• [What the task asks]: Pick out each line with the word "exec" from the material that follows.

• [Provided entries]:
PR #666, opened 2018-12-15
Fix failing spec with custom TMUXINATOR_CONFIG path

### LINKED ISSUE #665: Testing config_spec.rb fails with custom TMUXINATOR_CONFIG path
**Describe the bug**
When TMUXINATOR_CONFIG is a custom path, e.g. TMUXINATOR_CONFIG=/Users/_USERNAME_/dotfiles/tmuxinator, the `config_spec.rb` test will fail.

**To Reproduce**
`TMUXINATOR_CONFIG=$(pwd)/spec/fixtures/dot-tmuxinator bundle exec rspec spec`

**Expected behavior**
The spec does not fail.

**Environment**
 - tmuxinator Version: tmuxinator 0.13.0
- tmux Version: tmux next-2.9
 - Ruby Version: ruby 2.5.1p57 (2018-03-29 revision 63029) [x86_64-darwin17]
 - OS: mac OS mojave

p-becker:
Fix failing tests when TMUXINATOR_CONFIG is set

When the environment variable TMUXINATOR_CONFIG is set to a custom path,
the specs would fail*. This fixes #665 by putting a bandaid on the affected test.

I call it a bandaid because I am still not happy with the tests. Mostly because there is stubbing at many different levels:

- Entire methods
- Parts of methods, especially File.directory?
- Env variables

Stubbing ENV is not ideal, see for example
https://robots.thoughtbot.com/testing-and-environment-variables
But in this case, I get the feeling that setting up a cleanly stubbed
ENV would replace most of the other stubbing while being easier to
understand. This may be an idea for the future.

*Reproduce with:
TMUXINATOR_CONFIG=$(pwd)/spec/fixtures/dot-tmuxinator bundle exec rspec spec

### DIFF
--- a/lib/tmuxinator/config.rb
+++ b/lib/tmuxinator/config.rb
@@ -9,9 +9,9 @@ module Tmuxinator
     class << self
       # The directory (created if needed) in which to store new projects
       def directory
-        return environment if File.directory?(environment)
-        return xdg if File.directory?(xdg)
-        return home if File.directory?(home)
+        return environment if environment?
+        return xdg if xdg?
+        return home if home?
         # No project directory specified or existant, default to XDG:
         FileUtils::mkdir_p(xdg)
         xdg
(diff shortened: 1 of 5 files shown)


ethagnawl:
This looks good to me. Anyone else have any thoughts? (/cc @tmuxinator/tmuxinator)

• [Answer to this exercise]:
`TMUXINATOR_CONFIG=$(pwd)/spec/fixtures/dot-tmuxinator bundle exec rspec spec`
TMUXINATOR_CONFIG=$(pwd)/spec/fixtures/dot-tmuxinator bundle exec rspec spec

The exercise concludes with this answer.